The same argument also holds for the 1.5 \( \,\mu \)m device where the agreement is still reasonable. Hot carrier degradation is slightly underestimated over the whole stress time range due to the mismatch of the interface state profiles visible in Figure 7.7. For the shortest device the DD-based model completely fails to properly reproduce the data evaluated with the full model. This already becomes evident in Figures 7.1, 7.6, and 7.7 where one can see that the DD-based model is not capable of reasonable mimicking the ViennaSHE results, respectively the big discrepancies between the shape of the interface state profiles.
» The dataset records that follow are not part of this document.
PR #619, opened 2026-07-31
Board SP2: sticky notes, image paste, minimap

hackerwins:
## Summary

SP2 of the board infinite canvas ([design](docs/design/board/board-whiteboard-elements.md)) — three whiteboard affordances, all **board-local** with **zero slides engine change**:

- **Sticky notes** — a toolbar split-button drops a preset `roundRect` shape (solid fill + drop shadow + middle-anchored shrink-autofit text) at the viewport center, selected and text-editing. Once placed it's an ordinary shape: move/resize/rotate/snap/collab/undo for free. No new element type.
- **Image paste / drag-drop / file-picker** — reuses the shipped upload pipeline (`uploadImageFile` → `POST /api/v1/workspaces/:id/images`) and `setupSlidesImagePaths`, centered on the current viewport. The only shared-helper change is an **additive, optional `center` param** on `insertImageOnSlide` / `setupSlidesImagePaths` (slides behavior byte-identical when omitted).
- **Minimap** — a view-local vanilla-DOM overlay: scene snapshot via `renderThumbnail`, current-viewport rectangle, drag-to-pan, toggle (on by default), shown in read-only. No CRDT / presence.

New board-local modules: `sticky.ts`, `board-image.ts`, `board-minimap.ts`, `minimap-geometry.ts`. Wiring in `board-view.tsx` / `board-toolbar.tsx` / `board-detail.tsx`. The only non-board files touched are the two frontend slides image helpers (additive param) and a `harness.config.json` chunk-count bump (142 → 144).

## Test plan

- New tests: `sticky` (5), `insert-image` center override (2), `board-image` adapter (1), `minimap-geometry` (6), `board-minimap` factory smoke (2). Frontend suite 886 → 902 passing.
- `pnpm verify:self` green (all 11 lanes, incl. 144-chunk gate) on the rebased-onto-main tree.
- Slides suite unchanged (2629) — confirms the additive `center` param leaves slides untouched.
- Built via subagent-driven development: 6 TDD tasks, each independently task-reviewed (all Spec ✅ / Approved), plus an Opus whole-branch review — **Ready to merge = Yes, 0 Critical / 0 Important**. It independently verified the SP1 reachability lesson (no reused-editor gesture hits `YorkieBoardStore.notSupported()`), leak-free teardown of all three features in the shared mount effect, gated paste routing, and read-only safety.

### Manual smoke (recommended before merge)
[...]

PR #842, opened 2026-08-14
Add image upload to the notes markdown editor

hackerwins:
## Summary

Notes could not hold an image: the only way in was to type a markdown link to one already hosted somewhere. Paste, drop, and a toolbar picker now upload through the workspace image endpoint that sheets/slides/board already share, and insert `alt` at the insertion point.

No backend change — `POST /api/v1/workspaces/:wid/images` and the frontend's `uploadImageFile` were already there. The preview needed nothing either: `markdown-it`'s image rule already renders the result.

CodePair's imageUploader plugin is the reference, but three of its choices do not survive a collaborative markdown editor:

- **A text placeholder cannot show upload progress.** A note's body is one Yorkie `Text` CRDT, so placeholder text replicates to every peer, enters the undo history, and remains as garbage if the upload fails or the tab closes mid-flight. The placeholder is a view-local widget decoration instead, mapped through every transaction — the user's own typing and a peer's remote edit alike — so an image that finishes uploading seconds later still lands where it was dropped. CodePair reads the selection *after* the await, which puts the image mid-word.
- **A drop inserts at the drop coordinates**, not at the caret.
- **A failed upload is reported.** The engine's callback resolves with `null` to mean "the host already told the user"; the frontend catches what `uploadImageFile` throws and raises a toast, where CodePair swallows the rejection.

One insert is one `input` transaction, so `noteSync` records it as a single undo unit — Ctrl+Z removes an image in one step. When a payload carries no image the handlers decline the event rather than `preventDefault`, so ordinary text paste and drop are untouched.

The engine keeps its distance from the frontend: `initialize()` takes an optional `uploadImage` in a new options bag, and a read-only mount never receives one, so the extension is absent rather than guarded per event.

### From the branch review

Two rounds of self-review over the diff. Three findings in the first round, two of them real bugs in the original implementation:

- **A batch inserted in completion order, not file order.** Placeholders in one paste share an anchor, so the first upload to return took the front — paste three screenshots on a jittery network, get them back shuffled. Requests still all start at once; only the inserts are serialized. The original ordering test passed *vacuously* (its mock resolved in call order), so it was replaced with one that resolves the second upload first.
- **A Yorkie snapshot resync put the image at the top of the note.** `noteSync` applies a `replace` remote change as one change spanning the whole document, and every anchor inside that deleted range collapses to position 0. Those anchors are now dropped and the insert falls back to the caret.
- **`isAuthExpiredError` was missing**, so a failure caused by an expiring session toasted on the way to `/login` (the guard #619 established, now in ~15 handlers).

The second round found no reachable bug and hardened one thing: serializing the inserts made that loop the single choke point for a batch, so a throwing insert would have abandoned every image behind it with the rejection swallowed. Each commit now fails on its own.

### Known limitations

- **No image upload behind an editable share link** — an anonymous share-link editor cannot authenticate to the workspace image endpoint, so paste and drop fall through to normal text handling there.
- **A stalled first upload holds back the rest of its batch**, since ordering is enforced by committing in sequence. Visible and honest, but a per-item timeout would be better.
- **No engine-level test of the store/undo integration** — `image-upload.test.ts` mounts the extension standalone. The one-undo-unit claim rests on `insertImage` dispatching a single `input` transaction plus `note-sync.test.ts`'s existing coverage of that shape.

Design: [`docs/design/notes/notes.md`](docs/design/notes/notes.md) (P2 section). Task: `docs/tasks/active/20260814-notes-image-upload-todo.md`.

## Test plan

- `pnpm verify:fast` green (ran on every commit via the pre-commit hook); `verify:self` green via pre-push.
- 12 new tests in `packages/notes/src/view/image-upload.test.ts`: paste inserts at the caret, drop inserts at the drop point, the anchor tracks edits made during the upload, the placeholder appears and clears, failure and host-cancel leave the document untouched, an image-free paste still pastes text, a batch inserts in file order with the second upload resolving first, a whole-document resync falls back to the caret, teardown mid-upload is dropped, and a read-only editor never uploads.
- **Every test in that file was checked by mutation** — each was confirmed to fail when the behavior it protects is broken. None are vacuous.
- Not yet done: manual smoke in `pnpm dev` (paste, drop, toolbar, failure, undo).

## Summary by CodeRabbit

* **New Features**
  * Added image uploads to notes through the toolbar, paste, and drag-and-drop.
  * Supports PNG, JPEG, GIF, and WebP files, with multi-file selection and ordered insertion.
  * Displays temporary upload placeholders, preserves insertion positions during edits, and groups completed uploads for undo.
  * Provides failure feedback and restores editor focus after insertion.
  * Image uploads are unavailable in read-only notes or when not configured.

* **Documentation**
  * Updated feature-parity notes and active task documentation for image uploads and related work.

### DIFF
--- a/docs/design/notes/notes.md
+++ b/docs/design/notes/notes.md
@@ -251,7 +251,7 @@ board already share, through the frontend's existing
 `uploadImageFile(file, workspaceId)`. The preview needed nothing either —
 `markdown-it`'s image rule already renders the result.
 
-The design departs from CodePair's `imageUploader.ts` in three places, each
+The design departs from CodePair's `imageUploader.ts` in several places, each
 because the naive version misbehaves in a collaborative markdown editor:
 
 - **The in-flight placeholder is view-local, not text.** A note's body is one
@@ -262,7 +262,17 @@ because the naive version misbehaves in a collaborative markdown editor:
   transaction — the user's own typing *and* a peer's remote edit — moves the
   pending insertion point, so an image that finishes uploading seconds later
   still lands where it was dropped. CodePair reads the selection *after* the
-  await, so typing during an upload drops the image mid-word.
+  await, so typing during an upload drops the image mid-word. The one change
+  mapping cannot survive is a whole-document replacement — how `noteSync`
+  applies a `replace` remote change, i.e. a Yorkie snapshot resync — because
+  every anchor lives inside the deleted range and would collapse to position
+  0. Those anchors are dropped instead, and the insert falls back to the
+  caret rather than dumping the image at the top of the note.
+- **A batch inserts in file order, not completion order.** Every request in a
+  paste or drop starts at once, but the inserts are committed in sequence:
+  the placeholders share one anchor, so letting each insert as it resolves
+  would reorder the batch by network speed — paste three screenshots, get
+  them back shuffled.
 - **A drop inserts at the drop coordinates** (`view.posAtCoords`), not at the
   caret. Dropping a file on a paragraph and watching the image appear
   elsewhere is the most confusing part of the naive implementation.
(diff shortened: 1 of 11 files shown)


hackerwins:
@coderabbitai review this.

To conclude, the drift-diffusion based hot-carrier degradation model, created for high voltage LDMOS devices, is found to work reasonably well for MOSFETs with channels longer than \( 1.5\mu \)m. In such devices, the model was able to represent the carrier distribution functions, bond breakage rates, interface state density profiles, and changes of device characteristics such as the saturation and drain currents. However, the model does not work very well for smaller nodes. The reason is that the DD-based model is not able to capture more complicated DF shapes visible in shorter devices. This is especially pronounced at high energies because the DFs simulated with ViennaSHE and by the DD-based HCD model have different curvatures. In the case of the \( 2\mu \)m device the curvature change occurs only when the DF values have dropped by several orders of magnitude, and therefore this discrepancy does not translate into mismatches between bond breakage rates, \( N_{\mathrm {it}}(x) \) profiles and \( \Delta I_{\mathrm {d,lin}}(t) \), \( \Delta I_{\mathrm {d,sat}}(t) \) degradation traces.
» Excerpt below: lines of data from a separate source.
PR #850, opened 2026-08-14
Return the agent pipeline to this repository

hwisoo-kim:
## Summary

Reverses the extraction of the pipeline into `wafflebase/agent-pipeline`. It lives in
`scripts/agent/` again, and the agent workflows run this repository's own code.

Eight merged PRs are reversed: **#769** (source from the central repo), **#784**
(auth-smoke shim), **#796** + **#798** (the drift lane), **#800** (vendoring), **#813**
(repoint to vendor), **#830** (delete the mirror), plus agent-pipeline #1.

`git revert` does not apply — six of the eight conflict — so this goes forward instead:
restore what #830 deleted, repoint imports off `vendor/`, delete the split-only
machinery, restore the pre-split workflows.

### The restore is surgical, and that is the important part

Overlaying `scripts/agent/` wholesale from before the mirror deletion — the obvious way to
do this — **also reverts every change merged into surviving files since**: nine files
across **#829**, **#835**, **#836**, **#843** and **#847**, which is the UI-hunter and eval
work.

That failure is invisible to CI. The overlay reverts each file's **tests alongside its
code**, so they agree with each other and every lane stays green while the regression
lands.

As for shorter devices, the discrepancy in the DF curvature appears at higher population numbers, and thus is related to more pronounced errors. In the device with \( L_{\mathrm {G}} \) = 1.5 \( \,\mu \)m this results in a mismatch in the \( N_{\mathrm {it}}(x) \) profiles visible at 10 \( ^{8} \)cm \( ^{-2} \), and thereby does not substantially impact the \( \Delta I_{\mathrm {d,lin}}(t) \), \( \Delta I_{\mathrm {d,sat}}(t) \) changes. In the shortest nMOSFET used, \( L_{\mathrm {G}} \) = 1 \( \,\mu \)m, \( N_{\mathrm {it}} \) values differ severely at values of 10 \( ^{12} \)cm \( ^{-2} \), and hence the changes of the linear and saturation drain currents simulated with the two versions of the model are completely inconsistent.